指挥官离我们不很远,听清我们的来意后,与四五个军人一齐走上来,他看起来很正常,就像平日常见的那种四十多岁,曾经很结实而今略显发福的三颗星的高级军官,他与我们握手的时候,显得很平静,一点也不急躁,他的手很厚、很软、也很热,我觉得他认真地听了我们的请求,刚开始时他有点严肃(不能称凶)地要求我们先停止绝食,我和周舵回答他我们已然停止了,之后他的态度一直很温和,他表示需要请求总部,就在他走回部队中没五分钟,广场上的灯突然熄了,我没看表,不知是部队清场的信号,抑或是日常惯例的清晨五点熄灯,因为当时我们惊恐极了,几乎所有的士兵又急躁起来,扳动枪械,又开始叫吼,还有些迫不及待的不停地用鞋子猛踩地下的碎瓶子,有的拣了瓶子用力地扔向已无人的广场边缘,我们四个人站在空旷的广场东北角上,极为突出,前后左右都不敢动,还是医生比较镇定,劝大家站着别动,一方面把双手举起来高声喊叫请他们快一点,三分钟不到,指挥官又来了,告诉我们总部已同意我们的请求,最安全的撤退方向是东南口,在我们的询问下,他告诉我们是部队的政委,姓纪,番号我记不得了,因为我们需要这些材料去说服同学,在谈判中我记得政委还曾经说过,如果我们成功地说服大家撤离广场,我们将立下一个大功,我个人认为他这句话是真诚的没有什么其它含义。

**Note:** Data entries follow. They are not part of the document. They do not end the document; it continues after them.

PR #5226, opened 2016-01-15
Fix 5092

### LINKED ISSUE #5092: Postgres JSONB 'destroy' with 'where' object fails
I'm using sequelize 3.15.0, postgres dialect on Mac OS X (El Cap). I have a column with JSONB
type. When destroying by using where object, it throws an exception.

```javascript
var Page = sequelize.define('Page', {
  content: Sequelize.JSONB
})
```

```javascript
Page.create({ name: "Test", content: { title: "Title" } })
.then(() => {
  Page.destroy({ where: { content: { title: "Title" } } })
  .then(() => {
    sequelize.close()
  })
})
```

It throws.

```
Unhandled rejection TypeError: val.replace is not a function
    at Object.SqlString.escape (/tmp/myapp/node_modules/sequelize/lib/sql-string.js:56:15)
    at Object.QueryGenerator.escape (/tmp/myapp/node_modules/sequelize/lib/dialects/abstract/query-generator.js:983:22)
    ...
```

When using netsted key `content.title`, it also throws an exception though a different one.

```javascript
Page.destroy({ where: { 'content.title': "Title" } })
```

```
Unhandled rejection SequelizeDatabaseError: column "content.title" does not exist
    at Query.formatError (/tmp/myapp/node_modules/sequelize/lib/dialects/postgres/query.js:347:14)
    at null.<anonymous> (/tmp/myapp/node_modules/sequelize/lib/dialects/postgres/query.js:81:19)
    ...
```

However, using that same 'where' object with `findOne` or `findAll` works perfectly as expected.

sushantdhiman:
Fix #5092 , where `destroy` fails on `JSONB` data with where condition.

### DIFF
--- a/lib/dialects/postgres/query-generator.js
+++ b/lib/dialects/postgres/query-generator.js
@@ -375,7 +375,7 @@ var QueryGenerator = {
 
     var replacements = {
       table: this.quoteIdentifiers(tableName),
-      where: this.getWhereConditions(where),
+      where: this.getWhereConditions(where, null, model, options),
       limit: !!options.limit ? ' LIMIT ' + this.escape(options.limit) : '',
       primaryKeys: primaryKeys[tableName].length > 1 ? '(' + pks + ')' : pks,
       primaryKeysSelection: pks
--- a/test/integration/model/json.test.js
+++ b/test/integration/model/json.test.js
@@ -312,6 +312,14 @@ describe(Support.getTestDialectTeaser('Model'), function() {
       });
 
       it('should be possible to destroy with where', function () {
+        var conditionSearch = {
+          where: {
+            data: {
+              employment : 'Hacker'
+            }
+          }
+        };
+
         return Promise.join(
           this.Event.create({
             data: {
@@ -330,16 +338,23 @@ describe(Support.getTestDialectTeaser('Model'), function() {
               },
               employment: 'Hacker'
             }
+          }),
+          this.Event.create({
+            data: {
+              name: {
+                first: ' Tyrell',
+                last: 'Wellick'
+              },
+              employment: 'CTO'
+            }
           })
         ).bind(this).then(function () {
-          return this.Event.destroy({
-            where: {
-              data: {
-                employment : 'Hacker'
-              }
-            }
+            return expect(this.Event.findAll(conditionSearch)).to.eventually.have.length(2);
+          }).then(function() {
+            return this.Event.destroy(conditionSearch);
+          }).then(function(){
+            return expect(this.Event.findAll(conditionSearch)).to.eventually.have.length(0);
           });
-        });
       });
 
     });
--- a/test/integration/model/json.test.js
+++ b/test/integration/model/json.test.js
@@ -310,6 +310,38 @@ describe(Support.getTestDialectTeaser('Model'), function() {
           });
         });
       });
+
+      it('should be possible to destroy with where', function () {
+        return Promise.join(
+          this.Event.create({
+            data: {
+              name: {
+                first: 'Elliot',
+                last: 'Alderson'
+              },
+              employment: 'Hacker'
+            }
+          }),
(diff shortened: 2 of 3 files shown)


sushantdhiman:
Ping @mickhansen , @janmeier

test/integration/model/json.test.js
```diff
@@ -310,6 +310,47 @@ describe(Support.getTestDialectTeaser('Model'), function() {
...
+              employment: 'Hacker'
+            }
+          }),
+          this.Event.create({
+            data: {
+              name: {
+                first: 'Christian',
+                last: 'Slater'
+              },
+              employment: 'Hacker'
```
janmeier: Could you give one row another employment - theoretically this test also passed if the table is truncated

lib/dialects/postgres/query-generator.js
```diff
@@ -375,7 +375,7 @@ var QueryGenerator = {
 
     var replacements = {
       table: this.quoteIdentifiers(tableName),
-      where: this.getWhereConditions(where),
+      where: this.getWhereConditions(where, null, model, options),
```
mickhansen: `getWhereConditions` is deprecated, perhaps change it so it calls the new where generator directly.

sushantdhiman: What is the new where generator?

test/integration/model/json.test.js
```diff
@@ -310,6 +310,47 @@ describe(Support.getTestDialectTeaser('Model'), function() {
...
+            }
+          })
+        ).bind(this).then(function () {
+          return this.Event.findAll(conditionSearch).bind(this).then(function(records){
+            expect(records.length).to.be.equal(2);
+            return this.Event.destroy(conditionSearch).bind(this).then(function(){
```
janmeier: Callback chain of dooooooom!

```js
).bind(this).then(function () {
	return expect(this.Event.findAll(conditionSearch)).to.eventually.have.length(2)
}).then(function() {
	return this.Event.destroy(conditionSearch);
}).then(function(){
   expect(this.Event.findAll(conditionSearch)).to.eventually.have.length(2);
});
```

test/integration/model/json.test.js
sushantdhiman: Good point

lib/dialects/postgres/query-generator.js
mickhansen: whereItemsQuery in the same file, getWhereConditions mostly proxies to that, i'm not sure if it actually does anything anymore.

sushantdhiman: `whereItemsQuery` , Ok will run tests with that

test/integration/model/json.test.js
sushantdhiman: Ok will nest them

sushantdhiman:
Done @mickhansen , @janmeier

test/integration/model/json.test.js
sushantdhiman: Add a new row of data with different employment

lib/dialects/postgres/query-generator.js
sushantdhiman: @mickhansen `whereItemsQuery` will not work as `getWhereConditions` handle the perpending of primary key from model. Otherwise it generates queries like this

`WHERE 1 LIMIT 1 ` instead of `WHERE id = 1 LIMIT 1`

mickhansen: Ah i see, thought we had killed all the syntax that simply uses where: 1.
Ok this is fine for now then.

mickhansen:
Build is getting a few jshint errors, this is fixed on master though, can you rebase?

sushantdhiman:
@mickhansen Rebased

mickhansen:
Thanks @sushantdhiman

有了保证,我们飞也似地跑回纪念碑上……”(见《时代周刊》第二三六期)
凌晨四时,广场上的全部灯光突然一齐熄灭,黑暗笼罩了整个广场,顿时造成极强烈的恐怖气氛。人们的共同心理感受是:最后的时刻终于到了。
于是,悲壮的《国际歌》再次响起。放声高歌的人们安然端坐着,手挽着手,肩并着肩,没有一丝骚动,异常平静地等待着最后时刻的来临。刘苏里镇定而自豪地对我说:“几十年来第一次这么轰轰烈烈地干了一场,咱们哥俩今天就是死也值了。”
黑暗中,最后几名中外记者撤离了纪念碑底座。也有部分学生随着市民零零散散地离开纪念碑一带,从前门方向撤离广场。最后坚持留在纪念碑一带的除了为数不多的高校青年教师外,几乎是清一色的学生,人数约有五、六千人,绝大部分集中在纪念碑北侧。

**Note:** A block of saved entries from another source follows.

PR #5231, opened 2016-01-15
Add `IF EXISTS` to Postgres drop schema query

nunofgs:
This PR adds `IF EXISTS` to the "drop schema" query, similar to the "create table" query found [here](https://github.com/seegno-forks/sequelize/blob/342251100f9040cd21cff4d36a0c3edeabd21a8f/lib/dialects/postgres/query-generator.js#L97).

### DIFF
--- a/lib/dialects/postgres/query-generator.js
+++ b/lib/dialects/postgres/query-generator.js
@@ -23,7 +23,7 @@ var QueryGenerator = {
   },
 
   dropSchema: function(schema) {
-    var query = 'DROP SCHEMA <%= schema%> CASCADE;';
+    var query = 'DROP SCHEMA IF EXISTS <%= schema%> CASCADE;';
     return Utils._.template(query)({schema: schema});
   },
 
--- a/test/unit/sql/create-schema.test.js
+++ b/test/unit/sql/create-schema.test.js
@@ -1,0 +1,18 @@
+'use strict';
+
+var Support   = require(__dirname + '/../support')
+  , expectsql = Support.expectsql
+  , current   = Support.sequelize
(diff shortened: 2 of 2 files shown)


test/integration/dialects/postgres/query-generator.test.js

此时,在纪念碑西侧大约二、三十来米,有人用棉被、帐篷布等物点起了几堆篝火,火苗在风的吹动下闪烁。在广场的东北角,也有一团火焰在闪动,似乎是先前被民众放火燃烧的装甲车的余火。
在熄灯后不久,早已列阵于金水桥前的装甲车和坦克开始向广场推进。借助隐约的火光,只见广场北端中央的“民主女神”塑像首当其冲,在强烈的撞击下轰然倾倒,然后是一座座的帐篷被辗倒,连同帐篷内为数不详的学生,这些疲惫已极的学生尚在梦乡之中。
我的心也被辗碎了。
许多局外人不相信在那样紧张的气氛下还有学生在帐篷里睡觉,完全是因为没有亲身经历广场那一段艰难困苦的日子的缘故。我的两位学生虽然被我从帐篷中强行拉到纪念碑一带,但直到撤离广场为止,仍处在朦胧的睡意之中,对后来撤出广场的经过毫无记忆。这两位学生自五月十三日绝食以来就没有离开过广场,疲惫得不能再疲惫。中共当局在六四事件摄制的题为“北京风波真相”的纪录影片中,就曾提到在学生队伍被迫撤离之后,有一名叫吴斌的学生在帐篷里被军人唤醒。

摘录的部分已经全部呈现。